これから話すことはあまり人に聞かれたくない。扉は閉めていこう。
扉をノックして入室して、扉を閉める。
書斎の中は本と本棚であふれている。
これだけの本があるということは、それだけ財があるという証拠だ。
奥に進むと、父カーチスが古い本を机に広げ、何かを探しているようだった。
「お父様?」
「む? お前か。もう歩き回っても平気なのか?」
「はい、平気です。昼食もちゃんと完食しました」
「そうか。それはよかった」
カーチスの様子がどうもおかしい。やはり気付いているのでは?
俺が起きてから一度も「ロイ」と名前で呼ばないしな。
俺は探りを入れてみようと口を開こうとしたが、先手を取られた。
「お前は本当にロイなのか?」
「え?」
その言葉に俺は驚き、沈黙してしまった。
俺は無言の肯定をしたのだ。
「やはり、お前はロイではないのだな……」
「お父様は気づいていたのですね……」
「当たり前だ。話し方、物腰が違う。それと瞳の色だ」
「瞳の色?」
なんのことかと、俺は首を傾げてしまう。
「以前は私の瞳と似た紫だった。だが、今は金の瞳をしている。それだけでお前はロイではないのだと悟ったよ。……ロイは死んだのだな?」
「……はい。彼は亡くなりました」
「そうか……」
カーチスの藁にもすがる想いを、わずかな希望にすがろうとする姿勢を感じたが、俺はそれをバッサリと否定した。

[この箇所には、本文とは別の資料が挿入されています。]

PR #12388, opened 2026-07-28
lsmkv/roaringset: storage-side support for batched Contains resolution

aliszka:
## Motivation

Part 4 of the stacked series toward batched `ContainsAny`/`ContainsAll` (#12242). The batched fold landing in the next PR needs three storage primitives: reading many roaringset keys under **one** consistent view (instead of RLock + segment-pinning per key), an N-way union that avoids repeated `union2by2` churn (`sroar.Accumulator`), and pooled materialization so warm reads and the union result don't allocate.

Two changes benefit every roaringset read today (struct reuse, bounded deletions clone). The other two (`RoaringSetGetFromView`, `AccumulatorToBuf`) have **no callers in this PR** — the fold adopts them next.

## Approach

- **`RoaringSetGetFromView`**: same read as `RoaringSetGet` against a caller-held `BucketConsistentView` — acquire once, read N keys, release once. Foreign-view requirement is a documented contract, not a runtime guard (existing view-family convention).
- **sroar bump** (`bd6aaff5bb3b`): brings `Accumulator` and the in-place `Init*` initializers. Pseudo-version for now; tagging before merge is an open item.
- **Pooled `Bitmap` struct reuse**: pool entries embed the ~80-byte view struct and clones re-init it in place, so a warm clone allocates nothing; `put` zeroes the struct. At `ContainsAny` N=100K: **200K → 100K allocs/op, 16.1 → 6.1 MB/op**.
- **Bounded deletions clone** (safety fix): pooled buffers gave the decoder capacity beyond the region length, so a corrupt header could silently decode a previous user's recycled bytes. `CloneBytesToBufBounded` clamps to `len(src)`, restoring the pre-pooling panic. Deletions only — they never grow (`AndNot` operand only).
- **`AccumulatorToBuf`**: materializes the union straight into a pooled entry — zero allocs warm.
- Review hardening: odd-length regions hit a recoverable `panic` before sroar's process-killing assert.

## Risks and testing

- Struct aliasing across checkouts: `TestPooledBitmapStructReuse` pins reuse, zeroing on release, zero-alloc steady state, growth isolation — both pool variants.
- Bounded clone rejecting valid data: bound equals what the pre-pooling decoder saw; primed-buffer corrupt-header regression, red-checked against the unbounded clone.
- View misuse: contract documented; test pins reads across `FlushAndSwitch` (segment snapshot, not a write snapshot).

Plus wrong-strategy guard and `TestAccumulatorToBuf` across pool shapes; `go test -race` on lsmkv/roaringset/inverted; both linters clean. No breaking changes: on-disk format untouched, downgrade-safe.

### DIFF
--- a/adapters/repos/db/roaringset/buf_pool.go
+++ b/adapters/repos/db/roaringset/buf_pool.go
@@ -29,6 +29,12 @@ import (
 
 type BitmapBufPool interface {
 	Get(minCap int) (buf []byte, put func())
+	// getWithBitmap additionally returns a result Bitmap struct for the
+	// buffer. Pooling implementations return the entry's embedded struct —
+	// re-initialized by the caller over buf, so cloning allocates nothing —
+	// while non-pooling ones return a fresh struct. bm shares buf's
+	// lifetime: neither may be used after put.
+	getWithBitmap(minCap int) (buf []byte, bm *sroar.Bitmap, put func())
 	CloneToBuf(bm *sroar.Bitmap) (cloned *sroar.Bitmap, put func())
 	// CloneBytesToBuf clones an already-serialized bitmap into a pooled
 	// buffer without materializing an intermediate bitmap over src. src must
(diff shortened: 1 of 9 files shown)


adapters/repos/db/roaringset/buf_pool.go
```diff
@@ -29,27 +30,80 @@ import (
...
+func requireEvenLength(src []byte) {
+	if len(src)%2 != 0 {
+		panic(fmt.Sprintf("roaringset: corrupt serialized bitmap: odd length %d", len(src)))
+	}
+}
+
+func accumulatorToBuf(pool BitmapBufPool, acc *sroar.Accumulator) (bm *sroar.Bitmap, put func()) {
+	bm = acc.InitBitmapToBuf(func(sizeBytes int) (*sroar.Bitmap, []byte) {
+		buf, dst, p := pool.getWithBitmap(sizeBytes)
+		put = p
```
amourao, line 106: **nitpick:** put is only assigned if sroar invokes the callback. Today InitBitmapToBuf calls get(need*2) unconditionally, so it always is - the empty-accumulator test covers that. But the guarantee lives in sroar internals; if a future version short-circuits an empty accumulator, every caller's defer put() nil-panics. Initialize put = func() {} before the call - one line, removes the coupling.

aliszka: noop func added

amourao (dismissed):

amourao (approved):

PR #12390, opened 2026-07-28
perf(lsmkv): targeted replace scan with newest-wins visibility

amourao:
Split of #12329 — this is the **lsmkv half**, standalone and reviewable on its own. Rebased from `stable/v1.36` onto `stable/v1.37`. The hnsw/storobj half is #12391, stacked on this branch.

## Motivation

A caller that needs a small slice of a large value pays a full value read per row. The concrete case is the HNSW uncompressed vector-cache prefill: it scans the objects bucket to extract ~4·dims bytes of vector, while on the incident cluster the properties schema is ~96% of every object's bytes. `Bucket.Cursor()` gives merged visibility but hands back whole values, so the scan is bandwidth-bound on JSON it throws away.

`Bucket.ScanTargetedReplace` gives merged-cursor visibility without the merge, and lets the caller read only the bytes it wants.

## What it does

**Per-segment index walks instead of a cross-segment merge.** `Segment.scanNodeRanges` walks the DiskTree via `Seek`/`Next` and yields each node's byte range — keys and offsets come from memory, no value bytes are read. Each segment is split into enough key ranges to reach the requested parallelism even when few segments exist. Quantile seeds arrive in BFS order, so they are sorted and deduped; unsorted bounds would overlap and visit nodes twice.

**Bounded peek + arbitrary range reads.** Per entry the scan serves `Peek` (first `min(peekSize, ValueSize)` bytes) and `ReadRange(from, to)` for any slice of the value, through the existing node readers in both access modes. In mmap mode both slice segment contents directly (the `copyNode` precedent) rather than allocating a reader and copying per row — the `Segment` interface gains `underlyingSegment` for that.

**Newest-wins visibility without the merge.** A segment row is served only when no newer segment or memtable holds its key. The probe is pure in-memory work — bloom filter plus mmapped index (`hasKeyReplace`), and memtable key sets snapshotted at scan start — and it runs *before* any value bytes are read. Superseded and deleted rows therefore cost a probe instead of a pread; the node key needed for the probe comes free from the index walk. This is why churned buckets scan at clean-bucket speed downstream.

**Failure containment.** Workers run under `enterrors.ErrorGroupWrapper`: a panic (lazy-segment load failure, corrupt node) surfaces as a scan error and cancels the remaining tasks, instead of skipping the drain and leaving the caller blocked while holding segment refs. A node's value length is validated against its node size before sizing any read, so a corrupt 8-byte length cannot drive a huge allocation.

**`Bucket.EstimatedEntrySize`.** Average on-disk bytes per net entry (file size over net additions across flushed segments; 0 when the bucket does not track net additions). Callers use it to route small-object buckets back to a plain cursor scan, where the index-walk overhead would not pay for itself.

## Lifetimes

`TargetedScanEntry` and every slice it hands out are valid only until the callback returns; a `ReadRange` result is additionally invalidated by the next `ReadRange` call on the same entry. Memtable entries expose the same value-slice race as `Bucket.Cursor` (cursors flatten node pointers at init; concurrent same-key updates reassign value slices afterwards).

## Tests

`ScanTargetedReplace`'s output is asserted equal to `Bucket.Cursor()`'s merged view — updates across segments and memtables, deletes, tombstone shadowing — in both mmap and pread modes, plus the per-row `Peek`/`ReadRange` mechanics and the corrupt-length guard.

Full `lsmkv` unit and integration suites green with `-race`; `golangci-lint` and the goroutine linter clean.

## Note on the diff vs #12329

#12329 also carried a backport of `Bucket.CursorReplaceReusable` (lsmkv-only subset of `ebd08084a3`), needed because `stable/v1.36` lacked it. `stable/v1.37` already has it, so that commit is dropped here.

### DIFF
--- a/adapters/repos/db/lsmkv/bucket_targeted_scan.go
+++ b/adapters/repos/db/lsmkv/bucket_targeted_scan.go
@@ -1,0 +1,414 @@
+//                           _       _
+// __      _____  __ ___   ___  __ _| |_ ___
+// \ \ /\ / / _ \/ _` \ \ / / |/ _` | __/ _ \
+//  \ V  V /  __/ (_| |\ V /| | (_| | ||  __/
+//   \_/\_/ \___|\__,_| \_/ |_|\__,_|\__\___|
+//
+//  Copyright © 2016 - 2026 Weaviate B.V. All rights reserved.
+//
+//  CONTACT: hello@weaviate.io
+//
+
+package lsmkv
+
+import (
+	"bytes"
+	"context"
+	"encoding/binary"
+	"fmt"
+	"io"
+	"slices"
+
+	"github.com/pkg/errors"
+	"github.com/sirupsen/logrus"
+
+	"github.com/weaviate/weaviate/adapters/repos/db/lsmkv/segmentindex"
+	enterrors "github.com/weaviate/weaviate/entities/errors"
+	entlsmkv "github.com/weaviate/weaviate/entities/lsmkv"
+)
+
+// TargetedScanEntry is one live entry served by ScanTargetedReplace. The entry
+// and every slice it hands out are valid only until the callback returns.
+type TargetedScanEntry struct {
+	ValueSize uint64
+	// Peek holds the first min(peekSize, ValueSize) bytes of the value.
+	Peek []byte
+
+	seg        *segment // nil for memtable entries
+	valueStart uint64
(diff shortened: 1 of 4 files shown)


amourao:
Superseded by #12396 — same change with the `1.37` suffix dropped from the branch name, plus the Copilot review fixes from this PR applied.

落ち込む父に、彼の、ロイの伝言を伝えるべきだと思い、俺は口を開いた。
「彼は謝罪していました。親よりも先に旅立つ自分を許してほしいと」
「ロイに、会ったのか?」
「はい、彼は残してしまう家族のことを心配し、俺に託して、逝きました」
「そうか。優しいあの子らしい……」
カーチスは席を立ち、こちらに背を向けた。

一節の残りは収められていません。